- WORK TO BE COMPLETED:
How many of the lines in the material below contain the word "flows"? Give the number alone.

- DATASET EXCERPTS:
PR #776, opened 2026-05-08
fix(auth): resolve OAuth 2.1 credentials via fastmcp 3.x stores

### LINKED ISSUE #775: bug: _build_credentials_from_provider reads non-existent fastmcp attributes — Credentials always have refresh_token=None in OAuth 2.1 mode
## Bug

`auth/oauth21_session_store.py:_build_credentials_from_provider()` reads three attributes off the FastMCP auth provider that **do not exist on any version of fastmcp** (verified against 2.10.0, 3.0.0, 3.1.0, 3.2.0, 3.2.4):

- `_auth_provider._access_to_refresh`
- `_auth_provider._refresh_tokens`
- `_auth_provider._access_tokens`

Because the code uses `getattr(..., default={})`, the function never raises — it just silently returns `Credentials(refresh_token=None, ...)`. When `google-auth` later attempts to auto-refresh an expired access token, it raises:

```
RefreshError: The credentials do not contain the necessary fields need to refresh
the access token. You must specify refresh_token, token_uri, client_id, and client_secret.
```

## Reproduction

1. Deploy `google_workspace_mcp` in OAuth 2.1 mode (`--transport streamable-http`, `MCP_ENABLE_OAUTH21=true`).
2. Authenticate a user via the OAuth 2.1 flow.
3. From an MCP client (e.g. Claude Code), make sequential tool calls to `read_sheet_values` / `modify_sheet_values` / Gmail helpers across a session that lasts longer than the upstream Google access token's TTL (~1 hour).
4. After the access token expires, the next tool call triggers `google-auth.Credentials.refresh()`, which raises `RefreshError` immediately on the upfront None-check.

The error appears in logs as:

```
[TOOL] Unexpected refresh error for user <email>: The credentials do not contain
the necessary fields need to refresh the access token...
```

## Root Cause

In `auth/oauth21_session_store.py` (HEAD as of 2026-05-08, commit `9d69115`):

```python
def _build_credentials_from_provider(access_token: AccessToken) -> Optional[Credentials]:
    if not _auth_provider:
        return None

    access_entry = getattr(_auth_provider, "_access_tokens", {}).get(access_token.token)  # always {} -> None
    if not access_entry:
        access_entry = access_token

    client_id, client_secret = _resolve_client_credentials()

    refresh_token_value = getattr(_auth_provider, "_access_to_refresh", {}).get(  # always {} -> None
        access_token.token
    )
    refresh_token_obj = None
    if refresh_token_value:
        refresh_token_obj = getattr(_auth_provider, "_refresh_tokens", {}).get(  # always {} -> None
            refresh_token_value
        )
    ...
    return Credentials(
        token=access_token.token,
        refresh_token=refresh_token_obj.token if refresh_token_obj else None,  # ALWAYS None
        ...
    )
```

`_auth_provider` is a `GoogleProvider` (subclass of `OAuthProxy`), set in `core/server.py:541`. Neither class exposes `_access_to_refresh`, `_refresh_tokens`, or `_access_tokens`. The corresponding attribute on `InMemoryOAuthProvider` is named `_access_to_refresh_map` (different name, different class — used only in tests).

The bug was introduced on 2025-10-05 in commit `923df7e` ("refactor oauth2.1 support to fastmcp native"). The function appears to have been ported from a hypothetical fastmcp API that doesn't exist.

## Why it's intermittent

Google access tokens are valid for ~1h. Most LLM tool calls happen within that window so `google-auth` never invokes `refresh()`. The bug only fires for sessions that hit the auto-refresh path (long-running, sequential calls past the 1h boundary, or cross-restart sessions). This makes it look like sporadic re-auth prompts rather than a constant failure, and is likely why it has gone unreported.

## Tests don't catch it

`tests/auth/test_auth_info_middleware.py:_FakeProvider` is a `SimpleNamespace` mock that doesn't include the missing attributes either, so the test path produces the same `Credentials(refresh_token=None)` as production. The bug is invisible to the suite.

## Impact

In production with OAuth 2.1 multi-user mode, every long-running session's tool calls past the 1h mark force a full re-consent flow. Users hit `prompt=consent` Google flows multiple times per day; on consumer Gmail accounts this also revokes prior refresh tokens (cf. #584), compounding the issue.

## Suggested Fix

The right data lives in fastmcp 3.x's encrypted KV stores on the OAuth proxy:
- `_auth_provider._jti_mapping_store: PydanticAdapter[JTIMapping]` — maps JTI → `JTIMapping(upstream_token_id, ...)`
- `_auth_provider._upstream_token_store: PydanticAdapter[UpstreamTokenSet]` — maps `upstream_token_id` → `UpstreamTokenSet(access_token, refresh_token, ...)`

Per `fastmcp/server/auth/oauth_proxy/proxy.py:1071`, both access-token JTIs and refresh-token JTIs are stored in `_jti_mapping_store` with the same `upstream_token_id`, so we can resolve directly from the inbound access-token JWT's `jti` claim.

Sketch:

```python
async def _build_credentials_from_provider(access_token):
    if not _auth_provider:
        return None
    jti_store = getattr(_auth_provider, "_jti_mapping_store", None)
    upstream_store = getattr(_auth_provider, "_upstream_token_store", None)
    if jti_store is None or upstream_store is None:
        return None  # not running under FastMCP OAuthProxy

    # Decode the FastMCP JWT (signature already verified by middleware) to get jti
    import jwt as _jwt
    try:
        claims = _jwt.decode(access_token.token, options={"verify_signature": False})
        jti = claims.get("jti")
    except Exception:
        return None
    if not jti:
        return None

    jti_mapping = await jti_store.get(key=jti)
    if jti_mapping is None:
        return None
    upstream_set = await upstream_store.get(key=jti_mapping.upstream_token_id)
    if upstream_set is None:
        return None

    client_id, client_secret = _resolve_client_credentials()
    return Credentials(
        token=upstream_set.access_token,
        refresh_token=upstream_set.refresh_token,
        token_uri="https://oauth2.googleapis.com/token",
        client_id=client_id,
        client_secret=client_secret,
        scopes=upstream_set.scopes,
        expiry=_normalize_expiry_to_naive_utc(
            datetime.fromtimestamp(upstream_set.expires_at, tz=timezone.utc)
            if upstream_set.expires_at else None
        ),
    )
```

Both call sites of `ensure_session_from_access_token` (`auth/service_decorator.py:368`, `auth/auth_info_middleware.py:159`) are already inside `async` functions, so the function can be made `async` cleanly without callback cascading.

I'm running this in production with a local sed-patch fork; happy to put up a PR if the maintainers agree on the approach.

## Environment

- `taylorwilsdon/google_workspace_mcp` v1.20.4 (commit `9d69115`)
- `fastmcp==3.2.4`
- Transport: `streamable-http`
- `MCP_ENABLE_OAUTH21=true`
- Storage backend: disk (`/app/oauth-data`)

mvalee:
Closes #775.

## Summary

`auth/oauth21_session_store.py:_build_credentials_from_provider()` reads three attributes off the FastMCP auth provider (`_access_to_refresh`, `_refresh_tokens`, `_access_tokens`) that **do not exist on any version of fastmcp** (verified against 2.10.0, 3.0.0, 3.1.0, 3.2.0, 3.2.4). Because the code uses `getattr(..., default={})`, the function silently returns `Credentials(refresh_token=None, ...)`. When `google-auth` later attempts to auto-refresh an expired access token, it raises:

```
RefreshError: The credentials do not contain the necessary fields need to refresh
the access token. You must specify refresh_token, token_uri, client_id, and client_secret.
```

The bug was introduced in `923df7e` ("refactor oauth2.1 support to fastmcp native", 2025-10-05). It only fires for sessions that hit the auto-refresh path (calls past Google's ~1h access-token TTL), which is why it has appeared as sporadic re-auth prompts rather than a constant failure.

## Fix

Replace the broken `getattr` chain with a proper resolution via the OAuth proxy's stores:

```
inbound FastMCP JWT → jti claim
                    → _jti_mapping_store.get(jti) → JTIMapping
                    → _upstream_token_store.get(upstream_token_id) → UpstreamTokenSet
                    → Credentials(access_token, refresh_token, ...)
```

Both stores are exposed on `OAuthProxy` (and therefore on `GoogleProvider`, the actual `_auth_provider` set in `core/server.py:541`). They handle Fernet decryption transparently. Per `proxy.py:1071`, both access-token and refresh-token JTIs are stored in the same `_jti_mapping_store`, so resolving from the inbound access-token JWT works directly.

When the active provider isn't a FastMCP `OAuthProxy` (external OAuth 2.1, single-user, raw token verifier modes), `_build_credentials_from_provider` returns `None` and the caller falls back to the existing manual-construction path — preserving current behavior in those modes.

## Async cascade

`_build_credentials_from_provider`, `ensure_session_from_access_token`, and `get_credentials_from_token` are now `async` to match the async stores (`PydanticAdapter[T].get`). Both production call sites are already inside `async` functions:

- `auth/service_decorator.py:368` (in `async def get_authenticated_google_service_oauth21`)
- `auth/auth_info_middleware.py:159` (in `async def on_call_tool`)

…so the cascade is local to these files. Existing mocks in `tests/auth/test_auth_info_middleware.py` are updated from `lambda` to `async def` helpers.

## Tests

Added `tests/auth/test_oauth21_session_store.py` coverage:

- `test_extract_jti_from_jwt_*` — header-only JWT decode for the `jti` claim, with malformed-input handling.
- `test_build_credentials_returns_none_when_no_provider` / `_when_provider_lacks_proxy_stores` — graceful fallback for non-OAuthProxy providers.
- `test_build_credentials_resolves_via_jti_to_upstream_chain` — **the regression test for the bug**. Mocks the two stores, calls the function with a JWT containing a known `jti`, and asserts the returned `Credentials` has `refresh_token` populated from the `UpstreamTokenSet` (not silently `None`).
- `test_build_credentials_returns_none_when_jti_mapping_missing` / `_when_upstream_token_missing` — cache-miss / revoked-token paths.
- `test_ensure_session_falls_back_to_manual_construction_when_provider_missing` — non-proxy mode regression.

Full suite: `1004 passed, 2 skipped` (vs `1004 passed, 2 skipped` on `main`). `ruff check` and `ruff format` both clean.

## Production verification

I'm running this patch in production via a sed-based fork (separate repo) and have validated the JWT → JTI → upstream-token → Google `refresh_token` chain works end-to-end against fastmcp 3.2.4. Happy to share more deployment detail or rebase if you'd like a different shape — also fine if you'd rather port the same idea on top of an in-flight refactor.

## Summary by CodeRabbit

* **Improvements**
  * More reliable Google OAuth token verification and session establishment for smoother sign-in flows
  * Better handling and reconstruction of provider-issued credentials to improve access token resolution
  * Improved fallbacks to ensure access remains consistent when upstream mappings are unavailable

* **Tests**
  * Added and updated tests covering token-to-session resolution and edge-case fallbacks

### DIFF
--- a/auth/auth_info_middleware.py
+++ b/auth/auth_info_middleware.py
@@ -156,7 +156,7 @@ class AuthInfoMiddleware(Middleware):
                                         mcp_session_id = getattr(
                                             context.fastmcp_context, "session_id", None
                                         )
-                                        ensure_session_from_access_token(
+                                        await ensure_session_from_access_token(
                                             access_token,
                                             user_email,
                                             mcp_session_id,
--- a/auth/oauth21_session_store.py
+++ b/auth/oauth21_session_store.py
@@ -1032,42 +1032,95 @@ def _resolve_client_credentials() -> Tuple[Optional[str], Optional[str]]:
     return client_id, client_secret
 
 
-def _build_credentials_from_provider(
+def _extract_jti_from_jwt(token: str) -> Optional[str]:
+    """Extract the ``jti`` claim from a FastMCP-issued JWT without verifying.
+
+    The JWT signature has already been verified by the FastMCP middleware
+    before this code path runs; here we only need the ``jti`` to look up the
+    upstream token mapping. Decoding manually avoids depending on a specific
+    JWT library and avoids a redundant verification step.
+    """
+    try:
+        parts = token.split(".")
+        if len(parts) != 3:
+            return None
+        payload_b64 = parts[1] + "=" * (-len(parts[1]) % 4)
+        import base64
+        import json as _json
+
+        payload = _json.loads(base64.urlsafe_b64decode(payload_b64))
+        jti = payload.get("jti")
+        return jti if isinstance(jti, str) else None
+    except Exception:  # pragma: no cover - defensive
+        return None
+
+
+async def _build_credentials_from_provider(
     access_token: AccessToken,
 ) -> Optional[Credentials]:
-    """Construct Google credentials from the provider cache."""
+    """Construct Google credentials by resolving the upstream token via the
+    FastMCP OAuth proxy stores (``_jti_mapping_store`` -> ``_upstream_token_store``).
+
+    Returns ``None`` when the active provider is not a FastMCP ``OAuthProxy``
+    (e.g. external OAuth 2.1 providers, or single-user mode), so callers can
+    fall back to the manual-construction path.
+    """
     if not _auth_provider:
         return None
 
-    access_entry = getattr(_auth_provider, "_access_tokens", {}).get(access_token.token)
-    if not access_entry:
-        access_entry = access_token
+    jti_store = getattr(_auth_provider, "_jti_mapping_store", None)
+    upstream_store = getattr(_auth_provider, "_upstream_token_store", None)
+    if jti_store is None or upstream_store is None:
+        # Provider isn't a FastMCP OAuthProxy (e.g. raw token verifier in
+        # external-OAuth or single-user modes). Caller will fall back.
+        return None
+
+    jti = _extract_jti_from_jwt(access_token.token)
+    if not jti:
+        return None
+
+    try:
+        jti_mapping = await jti_store.get(key=jti)
+    except Exception as exc:  # pragma: no cover - defensive
+        logger.debug("JTI mapping lookup failed for jti=%s: %s", jti[:8], exc)
+        return None
+    if jti_mapping is None:
+        # Token JTI not in mapping store (revoked, expired, or never issued
+        # by this proxy). Treat as a cache miss and let the caller fall back.
+        return None
+
+    upstream_token_id = getattr(jti_mapping, "upstream_token_id", None)
+    if not upstream_token_id:
+        return None
+
+    try:
+        upstream_set = await upstream_store.get(key=upstream_token_id)
+    except Exception as exc:  # pragma: no cover - defensive
+        logger.debug(
+            "Upstream token lookup failed for id=%s: %s", upstream_token_id[:8], exc
+        )
+        return None
+    if upstream_set is None:
+        return None
 
     client_id, client_secret = _resolve_client_credentials()
 
-    refresh_token_value = getattr(_auth_provider, "_access_to_refresh", {}).get(
-        access_token.token
-    )
-    refresh_token_obj = None
-    if refresh_token_value:
-        refresh_token_obj = getattr(_auth_provider, "_refresh_tokens", {}).get(
-            refresh_token_value
-        )
-
     expiry = None
-    expires_at = getattr(access_entry, "expires_at", None)
-    if expires_at:
+    upstream_expires_at = getattr(upstream_set, "expires_at", None)
+    if upstream_expires_at:
         try:
-            expiry_candidate = datetime.fromtimestamp(expires_at, tz=timezone.utc)
-            expiry = _normalize_expiry_to_naive_utc(expiry_candidate)
+            expiry = _normalize_expiry_to_naive_utc(
+                datetime.fromtimestamp(upstream_expires_at, tz=timezone.utc)
+            )
         except Exception:  # pragma: no cover - defensive
             expiry = None
 
-    scopes = getattr(access_entry, "scopes", None)
+    scope_str = getattr(upstream_set, "scope", "") or ""
+    scopes = scope_str.split() if scope_str else None
 
     return Credentials(
-        token=access_token.token,
-        refresh_token=refresh_token_obj.token if refresh_token_obj else None,
+        token=upstream_set.access_token,
+        refresh_token=upstream_set.refresh_token,
         token_uri="https://oauth2.googleapis.com/token",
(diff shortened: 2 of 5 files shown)


adaofeliz:
hey @taylorwilsdon why did you moved this PR to Draft? it's actually an important fix, as the sessions are being expired in clients like OWUI.

taylorwilsdon:
Thanks for the thorough diagnosis here @mvalee — you correctly identified that the legacy `_access_tokens`/`_access_to_refresh`/`_refresh_tokens` reads no longer exist on fastmcp 3.x and that the upstream refresh token now lives behind the `jti → _jti_mapping_store → _upstream_token_store` chain.

Closing this in favor of a fresh implementation targeted directly at #886/#775 on current fastmcp 3.4.2. One behavioral difference worth noting: on 3.4.x the validated `AccessToken` reaching our code carries the already-swapped Google access token (not the FastMCP reference JWT), so the `jti` has to be read from the raw inbound `Authorization` bearer and verified via the provider's own `jwt_issuer`, rather than decoded from `access_token.token`. Appreciate the groundwork — it made the correct fix much faster to land.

- WRITTEN RESPONSE:
2